Psaume 133: le psaume de l'amour !

Prédication prononcée le 21 août 2011, au temple de l'Étoile à Paris,

par le pasteur Louis Pernot

Le Psaume 133 est à peu près incompréhensible en première lecture. Il s'agit pourtant d'un des psaumes les plus beaux, et un des plus évangéliques. Il annonce, comme Paul dans ce célèbre "hymne à l'amour" de 1Cor 13 que la religion et le dévouement sont utiles, mais que sans l'amour fraternel, ils ne sont rien. Ce psaume montre que cet amour fraternel est à la fois ce qui est "bon", c'est le bien par excellence, et aussi, que "c'est là que l'Eternel donne la bénédiction et la Vie éternelle", ce qui n'est pas rien.

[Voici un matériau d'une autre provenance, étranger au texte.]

PR #1026, opened 2017-10-20
Non essential container state change bug fix

aaithal:
### Summary

Fixes the bug wherein non-essential container state changes were not being submitted to ECS

### Implementation details

Added a ticker to drain the event queue every minute. If
there are any container state changes not submitted,
the ticker ensures that they do get submitted.

### Testing

Will add an entry in CHANGELOG.md

### Licensing

### DIFF
--- a/agent/eventhandler/task_handler.go
+++ b/agent/eventhandler/task_handler.go
@@ -50,8 +50,7 @@ type TaskHandler struct {
 	// submitSemaphore for the number of tasks that may be handled at once
 	submitSemaphore utils.Semaphore
 	// taskToEvents is arn:*eventList map so events may be serialized per task
-	//TODO: fix leak, currently items are never removed from this map
-	tasksToEvents map[string]*eventList
+	tasksToEvents map[string]*taskSendableEvents
 	// tasksToContainerStates is used to collect container events
 	// between task transitions
 	tasksToContainerStates map[string][]api.ContainerStateChange
@@ -71,8 +70,8 @@ type TaskHandler struct {
 	ctx                  context.Context
 }
 
-// eventList is used to group all events for a task
-type eventList struct {
+// taskSendableEvents is used to group all events for a task
+type taskSendableEvents struct {
 	// events is a list of *sendableEvents
 	events *list.List
 	// sending will check whether the list is already being handlerd
@@ -81,13 +80,8 @@ type eventList struct {
 	lock sync.Mutex
 	// createdAt is a timestamp for when the event list was created
 	createdAt time.Time
-	// taskARN is the task arn that the event list is associated
+	// taskARN is the task arn that the event list is associated with
 	taskARN string
-}
-
-func (events *eventList) toStringUnsafe() string {
-	return fmt.Sprintf("Task event list [taskARN: %s, sending: %t, createdAt: %s]",
-		events.taskARN, events.sending, events.createdAt.String())
 }
 
 // NewTaskHandler returns a pointer to TaskHandler
@@ -98,7 +92,7 @@ func NewTaskHandler(ctx context.Context,
 	// Create a handler and start the periodic event drain loop
 	taskHandler := &TaskHandler{
 		ctx:                    ctx,
-		tasksToEvents:          make(map[string]*eventList),
+		tasksToEvents:          make(map[string]*taskSendableEvents),
 		submitSemaphore:        utils.NewSemaphore(concurrentEventCalls),
 		tasksToContainerStates: make(map[string][]api.ContainerStateChange),
 		stateSaver:             stateManager,
@@ -109,6 +103,33 @@ func NewTaskHandler(ctx context.Context,
 	go taskHandler.startDrainEventsTicker()
 
 	return taskHandler
+}
+
+// AddStateChangeEvent queues up a state change for sending using the given client.
+func (handler *TaskHandler) AddStateChangeEvent(change statechange.Event, client api.ECSClient) error {
+	handler.lock.Lock()
+	defer handler.lock.Unlock()
+
+	switch change.GetEventType() {
+	case statechange.TaskEvent:
+		event, ok := change.(api.TaskStateChange)
+		if !ok {
+			return errors.New("eventhandler: unable to get task event from state change event")
+		}
+		handler.flushBatchUnsafe(&event, client)
+		return nil
+
+	case statechange.ContainerEvent:
+		event, ok := change.(api.ContainerStateChange)
+		if !ok {
+			return errors.New("eventhandler: unable to get container event from state change event")
+		}
+		handler.batchContainerEventUnsafe(event)
+		return nil
+
+	default:
+		return errors.New("eventhandler: unable to determine event type from state change event")
+	}
 }
 
 // startDrainEventsTicker starts a ticker that periodically drains the events queue
@@ -139,7 +160,7 @@ func (handler *TaskHandler) getBatchedContainerEvents() []api.TaskStateChange {
 	defer handler.lock.RUnlock()
 
 	var events []api.TaskStateChange
-	for taskARN, _ := range handler.tasksToContainerStates {
+	for taskARN := range handler.tasksToContainerStates {
 		if task, ok := handler.state.TaskByArn(taskARN); ok {
 			events = append(events, api.TaskStateChange{
 				TaskARN: taskARN,
@@ -151,84 +172,40 @@ func (handler *TaskHandler) getBatchedContainerEvents() []api.TaskStateChange {
 	return events
 }
 
-// AddStateChangeEvent queues up a state change for sending using the given client.
-func (handler *TaskHandler) AddStateChangeEvent(change statechange.Event, client api.ECSClient) error {
-	switch change.GetEventType() {
-	case statechange.TaskEvent:
-		event, ok := change.(api.TaskStateChange)
-		if !ok {
-			return errors.New("eventhandler: unable to get task event from state change event")
-		}
-		handler.flushBatch(&event)
-		handler.addEvent(newSendableTaskEvent(event), client)
-		return nil
-
-	case statechange.ContainerEvent:
-		event, ok := change.(api.ContainerStateChange)
-		if !ok {
-			return errors.New("eventhandler: unable to get container event from state change event")
-		}
-		handler.batchContainerEvent(event)
-		return nil
-
-	default:
-		return errors.New("eventhandler: unable to determine event type from state change event")
-	}
-}
-
-// batchContainerEvent collects container state change events for a given task arn
-func (handler *TaskHandler) batchContainerEvent(event api.ContainerStateChange) {
-	handler.lock.Lock()
-	defer handler.lock.Unlock()
-
+// batchContainerEventUnsafe collects container state change events for a given task arn
+func (handler *TaskHandler) batchContainerEventUnsafe(event api.ContainerStateChange) {
 	seelog.Infof("TaskHandler: batching container event: %s", event.String())
 	handler.tasksToContainerStates[event.TaskArn] = append(handler.tasksToContainerStates[event.TaskArn], event)
 }
 
-// flushBatch attaches the task arn's container events to TaskStateChange event that
-// is being submittied to the backend
-func (handler *TaskHandler) flushBatch(event *api.TaskStateChange) {
-	handler.lock.Lock()
-	defer handler.lock.Unlock()
-
+// flushBatchUnsafe attaches the task arn's container events to TaskStateChange event that
+// is being submittied to the backend and sends it to the backend
+func (handler *TaskHandler) flushBatchUnsafe(event *api.TaskStateChange, client api.ECSClient) {
 	event.Containers = append(event.Containers, handler.tasksToContainerStates[event.TaskARN]...)
 	delete(handler.tasksToContainerStates, event.TaskARN)
+
+	// Prepare a given event to be sent by adding it to the handler's appropriate
+	// eventList and remove the entry in tasksToEvents map
+	change := newSendableTaskEvent(*event)
+	taskEvents := handler.getTaskEventsUnsafe(change)
+
+	taskEvents.sendChange(change, client, handler)
 }
 
-// addEvent prepares a given event to be sent by adding it to the handler's appropriate
-// eventList and remove the entry in tasksToEvents map
-func (handler *TaskHandler) addEvent(change *sendableEvent, client api.ECSClient) {
-	taskEvents := handler.getTaskEventList(change)
-
-	taskEvents.lock.Lock()
-	defer taskEvents.lock.Unlock()
-
-	// Update taskEvent
-	seelog.Infof("TaskHandler: Adding event: %s", change.String())
-	taskEvents.events.PushBack(change)
-
-	if !taskEvents.sending {
-		taskEvents.sending = true
-		go handler.submitTaskEvents(taskEvents, client, change.taskArn())
-	}
-}
-
-// getTaskEventList gets the eventList from taskToEvent map
-func (handler *TaskHandler) getTaskEventList(change *sendableEvent) (taskEvents *eventList) {
-	handler.lock.Lock()
-	defer handler.lock.Unlock()
-
+// getTaskEventsUnsafe gets the eventList from taskToEvent map
+func (handler *TaskHandler) getTaskEventsUnsafe(change *sendableEvent) *taskSendableEvents {
 	taskARN := change.taskArn()
 	taskEvents, ok := handler.tasksToEvents[taskARN]
 	if !ok {
-		taskEvents = &eventList{events: list.New(),
+		taskEvents = &taskSendableEvents{
+			events:    list.New(),
 			sending:   false,
 			createdAt: time.Now(),
 			taskARN:   taskARN,
 		}
 		handler.tasksToEvents[taskARN] = taskEvents
 		seelog.Debugf("TaskHandler: collecting events for new task; event: %s; events: %s ",
-			change.String(), taskEvents.toStringUnsafe())
+			change.toString(), taskEvents.toStringUnsafe())
 	}
 
 	return taskEvents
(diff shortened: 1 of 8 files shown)


agent/eventhandler/task_handler.go
```diff
@@ -256,3 +279,77 @@ func (handler *TaskHandler) SubmitTaskEvents(taskEvents *eventList, client api.E
...
+	}
+}
+
+// setTaskChangeSent sets the event's task change object as sent
+func setTaskChangeSent(event *sendableEvent) {
+	if event.taskChange.Task != nil {
+		event.taskChange.Task.SetSentStatus(event.taskChange.Status)
+	}
+	for _, container := range event.taskChange.Containers {
+		container.Container.SetSentStatus(event.taskChange.Status.ContainerStatus(container.Container.GetSteadyStateStatus()))
```
richardpen: Why not just `container.Status` instead of `event.taskChange.Status.ContainerStatus(container.Container.GetSteadyStateStatus())`?

agent/eventhandler/task_handler_types.go
```diff
@@ -71,16 +72,27 @@ func (event *sendableEvent) taskArn() string {
...
 	if tevent.Status == api.TaskStatusNone {
 		return false // defensive programming :)
 	}
-	if event.taskSent || (tevent.Task != nil && tevent.Task.GetSentStatus() >= tevent.Status) {
+	if event.taskSent {
 		return false // redundant event
 	}
+	if tevent.Task != nil && tevent.Task.GetSentStatus() >= tevent.Status {
+		for _, containerStateChange := range tevent.Containers {
+			container := containerStateChange.Container
```
richardpen: Please add some comments here to makes it easier to read. And this part should have a unit test to cover.

agent/eventhandler/task_handler.go
```diff
@@ -188,57 +254,14 @@ func (handler *TaskHandler) SubmitTaskEvents(taskEvents *eventList, client api.E
 			event := eventToSubmit.Value.(*sendableEvent)
 
 			if event.containerShouldBeSent() {
```
richardpen: We probably don't need this part of code now, which can be in another pr.

agent/eventhandler/task_handler.go
```diff
@@ -58,16 +67,73 @@ type TaskHandler struct {
...
+
+// getBatchedContainerEvents gets a list task state changes for container events that
+// have been batched and not sent beyond the drainEventsFrequency threshold
+func (handler *TaskHandler) getBatchedContainerEvents() []api.TaskStateChange {
+	handler.taskHandlerLock.RLock()
+	defer handler.taskHandlerLock.RUnlock()
+
+	var events []api.TaskStateChange
+	for taskARN, _ := range handler.tasksToContainerStates {
+		if task, ok := handler.state.TaskByArn(taskARN); ok {
```
richardpen: I'm not sure if the `else` situation will happen, but since you are checking here, we may want to remove it from the `handler.tasksToContainerStates` map if it happened. And probably a log will help.

agent/eventhandler/task_handler.go
```diff
@@ -58,16 +67,73 @@ type TaskHandler struct {
...
+				handler.AddStateChangeEvent(event, handler.client)
+			}
+		}
+	}
+}
+
+// getBatchedContainerEvents gets a list task state changes for container events that
+// have been batched and not sent beyond the drainEventsFrequency threshold
+func (handler *TaskHandler) getBatchedContainerEvents() []api.TaskStateChange {
+	handler.taskHandlerLock.RLock()
```
richardpen: There may be a race condition where we are sending in the ticker and received the task state change also, can you move this lock inside the ticker line 110?

agent/eventhandler/task_handler.go
```diff
@@ -58,16 +67,73 @@ type TaskHandler struct {
 	// stateSaver is a statemanager which may be used to save any
 	// changes to a task or container's SentStatus
 	stateSaver statemanager.Saver
+
+	drainEventsFrequency time.Duration
```
samuelkarp: Looks like this needs gofmt.

aaithal: Why do you think so? It is formatted code.

agent/eventhandler/task_handler.go
aaithal: I missed that we have this in `ContainerStateChange`. I've modified this.

agent/eventhandler/task_handler.go
```diff
@@ -58,16 +67,73 @@ type TaskHandler struct {
...
+func (handler *TaskHandler) startDrainEventsTicker() {
+	ticker := time.NewTicker(handler.drainEventsFrequency)
+	for {
+		select {
+		case <-handler.ctx.Done():
+			seelog.Infof("TaskHandler: Stopping periodic container state change submission ticker")
+			ticker.Stop()
+			return
+		case <-ticker.C:
+			seelog.Info("TaskHandler tick")
```
jhaynes: Should this be `Debug` level? (and potentially line 105 too?) If we keep it at `Info`, I think we should make it more descriptive.

agent/eventhandler/task_handler.go
```diff
@@ -58,16 +67,73 @@ type TaskHandler struct {
...
+			for _, event := range handler.getBatchedContainerEvents() {
+				seelog.Infof(
```
jhaynes: Same question as above. Should this be `Debug`?

agent/eventhandler/task_handler.go
```diff
@@ -256,3 +279,77 @@ func (handler *TaskHandler) SubmitTaskEvents(taskEvents *eventList, client api.E
...
+	eventType string,
+	client api.ECSClient,
+	eventToSubmit *list.Element,
+	stateSaver statemanager.Saver,
+	backoff *utils.SimpleBackoff,
+	taskEvents *eventList) {
+
+	// Extract the wrapped event from the list element
+	event := eventToSubmit.Value.(*sendableEvent)
+	seelog.Infof("TaskHandler, Sending %s change: %s", eventType, event.String())
```
jhaynes: This changed from the prior if blocks from `Debug` to `Info`. I like this increase in verbosity better than some of the other `Info` level additions. However, I might flip the level on to `Debug` and log only the success message (line 309) as `Info`.

agent/eventhandler/task_handler.go
aaithal: Good catch. As per offline discussion, I don't think moving the lock itself resolves the race condition. However, moving https://github.com/aws/amazon-ecs-agent/blob/dev/agent/eventhandler/task_handler.go#L114 to https://github.com/aws/amazon-ecs-agent/blob/dev/agent/eventhandler/task_handler.go#L154 does resolve it I think. I'll modify that.

agent/eventhandler/task_handler.go
samuelkarp: I...have no idea what I was looking at.  Please ignore.

agent/eventhandler/task_handler.go
aaithal: That's a miss on my part. It should be removed.

agent/eventhandler/task_handler.go
aaithal: it makes sense for this to be `Info` as it's a trigger for submitting state changes to the backend and we'd want to know about it without having to elevate log level to debug

agent/eventhandler/task_handler.go
richardpen: Looks like this is still not fixed, did you miss this in the commit?

aaithal: Seems so. Working on it.

agent/eventhandler/task_handler.go
```diff
@@ -53,21 +59,96 @@ type TaskHandler struct {
...
+		ctx:                    ctx,
 		tasksToEvents:          make(map[string]*eventList),
 		submitSemaphore:        utils.NewSemaphore(concurrentEventCalls),
 		tasksToContainerStates: make(map[string][]api.ContainerStateChange),
 		stateSaver:             stateManager,
+		state:                  state,
+		client:                 client,
+		drainEventsFrequency:   drainEventsFrequency,
 	}
+	go taskHandler.startDrainEventsTicker()
```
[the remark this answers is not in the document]
aaithal: I think we have this pattern elsewhere as well. An object creation method doing all the things for completing the object creation doesn't seem like an unwanted thing to me. I don't have strong opinions here. I can change it if you really want me to.

agent/eventhandler/task_handler.go
```diff
@@ -117,142 +198,218 @@ func (handler *TaskHandler) flushBatch(event *api.TaskStateChange) {
 // addEvent prepares a given event to be sent by adding it to the handler's appropriate
 // eventList and remove the entry in tasksToEvents map
 func (handler *TaskHandler) addEvent(change *sendableEvent, client api.ECSClient) {
-	handler.taskHandlerLock.Lock()
```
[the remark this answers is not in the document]
aaithal: Yeah, that's a valid race. Please look at the latest revision where this has been fixed as well.

agent/eventhandler/task_handler.go
```diff
@@ -15,244 +15,323 @@ package eventhandler
...
 	}
 }
 
-// batchContainerEvent collects container state change events for a given task arn
-func (handler *TaskHandler) batchContainerEvent(event api.ContainerStateChange) {
-	handler.taskHandlerLock.Lock()
-	defer handler.taskHandlerLock.Unlock()
+// startDrainEventsTicker starts a ticker that periodically drains the events queue
+// by submitting state change events to the ECS backend
+func (handler *TaskHandler) startDrainEventsTicker() {
```
richardpen: nit: I'd love to move this function before `AddStateChangeEvent`.

agent/eventhandler/task_handler.go
```diff
@@ -53,21 +59,96 @@ type TaskHandler struct {
...
+}
+
+// getBatchedContainerEvents gets a list task state changes for container events that
+// have been batched and not sent beyond the drainEventsFrequency threshold
+func (handler *TaskHandler) getBatchedContainerEvents() []api.TaskStateChange {
+	handler.lock.RLock()
+	defer handler.lock.RUnlock()
+
+	var events []api.TaskStateChange
+	for taskARN, _ := range handler.tasksToContainerStates {
```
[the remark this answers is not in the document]
richardpen: Do you want to modify this?

agent/eventhandler/task_handler.go
```diff
@@ -15,244 +15,323 @@ package eventhandler
...
-				}
-			} else {
-				// Shouldn't be sent as either a task or container change event; must have been already sent
-				seelog.Infof("TaskHandler, Not submitting redundant event; just removing: %s", event.String())
-				taskEvents.events.Remove(eventToSubmit)
-			}
+// sendChange adds the change to the sendable events list. If the
+// event for the task is in the process of being sent, it doesn't trigger
+// the async submit state api method
+func (taskEvents *taskSendableEvents) sendChange(change *sendableEvent,
```
richardpen: Same as above, can you move this above `submitTaskEvents`.

agent/eventhandler/task_handler.go
aaithal: I wanted the exported functions to be at the top of the file as that's a reasonable way to organize the code.

agent/eventhandler/task_handler.go
aaithal: The order is `TaskHandler` methods and then `taskEvents` methods (exported first, non exported afterwards), which is again an organization structure that we've followed everywhere in the code base

agent/eventhandler/task_handler.go
```diff
@@ -15,244 +15,323 @@ package eventhandler
...
+// taskSendableEvents is used to group all events for a task
+type taskSendableEvents struct {
+	// events is a list of *sendableEvents
+	events *list.List
+	// sending will check whether the list is already being handlerd
+	sending bool
+	//eventsListLock locks both the list and sending bool
+	lock sync.Mutex
+	// createdAt is a timestamp for when the event list was created
+	createdAt time.Time
```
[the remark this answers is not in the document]
aaithal: both `createdAt` and `taskARN` fields are to help with debugging/logging.

agent/eventhandler/task_handler.go
```diff
@@ -15,244 +15,323 @@ package eventhandler
...
+	}
+	return events
 }
 
-// flushBatch attaches the task arn's container events to TaskStateChange event that
-// is being submittied to the backend
-func (handler *TaskHandler) flushBatch(event *api.TaskStateChange) {
-	handler.taskHandlerLock.Lock()
-	defer handler.taskHandlerLock.Unlock()
+// batchContainerEventUnsafe collects container state change events for a given task arn
```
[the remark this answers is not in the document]
aaithal: we're moving it up to `AddStateChangeEvent`. More details in the commit message: https://github.com/aws/amazon-ecs-agent/pull/1026/commits/d959f31b6f1a0870a4ce1f80a755a13b0d40e72e

agent/eventhandler/task_handler.go
```diff
@@ -15,244 +15,323 @@ package eventhandler
...
-	// events is a list of *sendableEvents
-	events *list.List
-	// sending will check whether the list is already being handlerd
-	sending bool
-	//eventsListLock locks both the list and sending bool
-	eventListLock sync.Mutex
-}
+	// drainEventsFrequency is the frequency at the which unsent events batched
+	// by the task handler are sent to the backend
+	drainEventsFrequency = time.Minute
```
samuelkarp: Should we go faster than a minute?  A minute seems pretty slow to me.

agent/eventhandler/task_handler.go
```diff
@@ -15,244 +15,323 @@ package eventhandler
...
-				}
-			} else {
-				// Shouldn't be sent as either a task or container change event; must have been already sent
-				seelog.Infof("TaskHandler, Not submitting redundant event; just removing: %s", event.String())
-				taskEvents.events.Remove(eventToSubmit)
-			}
+// sendChange adds the change to the sendable events list. If the
+// event for the task is in the process of being sent, it doesn't trigger
+// the async submit state api method
+func (taskEvents *taskSendableEvents) sendChange(change *sendableEvent,
```
samuelkarp: Can you add a bit to this comment here explaining that the actual task submission (API request) occurs asynchronously, so that this function doesn't end up causing the lock to be held for a long time?

agent/eventhandler/task_handler.go
```diff
@@ -15,244 +15,323 @@ package eventhandler
...
+		ctx:                    ctx,
+		tasksToEvents:          make(map[string]*taskSendableEvents),
 		submitSemaphore:        utils.NewSemaphore(concurrentEventCalls),
 		tasksToContainerStates: make(map[string][]api.ContainerStateChange),
 		stateSaver:             stateManager,
+		state:                  state,
+		client:                 client,
+		drainEventsFrequency:   drainEventsFrequency,
 	}
+	go taskHandler.startDrainEventsTicker()
```
samuelkarp: I'd like a comment somewhere explaining the flow for batched events.  This is roughly what I got through reading this:

```
startDrainEventsTicker->
	getBatchedContainerEvents->
		read from tasksToContainerStates and returns TaskEvent
	AddStateChangeEvent->
		flushBatchUnsafe
```

The part that took me a while is that `AddStateChangeEvent` also calls `batchContainerUnsafe` for `ContainerEvent`s and the key difference is that `getBatchedContainerEvents` returns a `TaskEvent` even though it has "ContainerEvents" in the name.

agent/eventhandler/task_handler.go
```diff
@@ -15,244 +15,323 @@ package eventhandler
...
+	defer handler.removeTaskEvents(taskARN)
+
+	backoff := utils.NewSimpleBackoff(submitStateBackoffMin, submitStateBackoffMax,
+		submitStateBackoffJitterMultiple, submitStateBackoffMultiple)
 
 	// Mirror events.sending, but without the need to lock since this is local
 	// to our goroutine
 	done := false
-
+	// TODO: wire in the context here. Else, we have go routine leaks in tests
```
samuelkarp: Is this TODO expected to be fixed before merging?  goroutine leaks in tests can cause flaky tests.

agent/eventhandler/task_handler.go
```diff
@@ -15,244 +15,323 @@ package eventhandler
...
-		})
+	// Update taskEvent
+	seelog.Infof("TaskHandler: Adding event: %s", change.toString())
+	taskEvents.events.PushBack(change)
+
+	if !taskEvents.sending {
+		taskEvents.sending = true
+		go handler.submitTaskEvents(taskEvents, client, change.taskArn())
+	} else {
+		seelog.Debugf("TaskHandler: Not submitting change as the task is already being sent: %s", change.toString())
```
samuelkarp: So I think there's a race here, but the impact of the race is probably only a delay of `drainEventsFrequency`.  If we evaluate `taskEvents.sending` as true we won't cause a new goroutine to be created for `handler.submitTaskEvents`.  However, if the existing goroutine is just about done sending, it's possible it won't pick up the new event that we just added on line 263.  I think this is a reasonable tradeoff here, but it would be worth recording it somewhere that the maximum length of time we can have an unsubmitted change is really effectively `2*drainEventsFrequency`.

agent/eventhandler/task_handler.go
aaithal: As per offline conversation, i'll change this to `20s`

agent/eventhandler/task_handler.go
aaithal: Not with this PR :(

agent/eventhandler/task_handler.go
aaithal: I'll rename `getBatchedContainerEvents` -> `taskStateChangesToSend`. Will add some comments in `startDrainEventsTicker` as well.

aaithal:
@samuelkarp  can you take a look at the latest commit? I think I've addressed your comments. Thanks!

D'ailleurs le premier verset, auquel personne en général ne prête attention, dit presque tout : ce qui est traduit d'habitude par: psaume des degrés, de David, pourrait se traduire : Psaume pour s'élever, à l'amour. (Le mot David signifie en effet Amour en hébreu)

Mais pour le reste, ce psaume peut sembler à un lecteur moderne un peu énigmatique avec son drôle de catalogue d'images hétéroclites. Quelle rapport entre l'huile versée sur la tête, la barbe d'Aaron, les franges du manteau, la rosée de telle montagne qui coule jusque sur une autre. Qu'est-ce que cela veut dire ?

 

L'huile de la bénédiction

Première image : l'union fraternelle est comme l'huile qui est versée sur notre tête.

Cela nous fait penser à l'onction d'huile que recevaient les rois et les prophètes. Cette onction était d'abord le signe de la présence de Dieu résidant sur celui qui la recevait. Cette onction était aussi le signe d'une mission qui leur était confiée par Dieu dans le monde. C'est normal que cette présence de Dieu dans son amour, et le service des autres soient ainsi associés. La juste relation à Dieu c'est de beaucoup recevoir de lui, et de beaucoup donner aux autres.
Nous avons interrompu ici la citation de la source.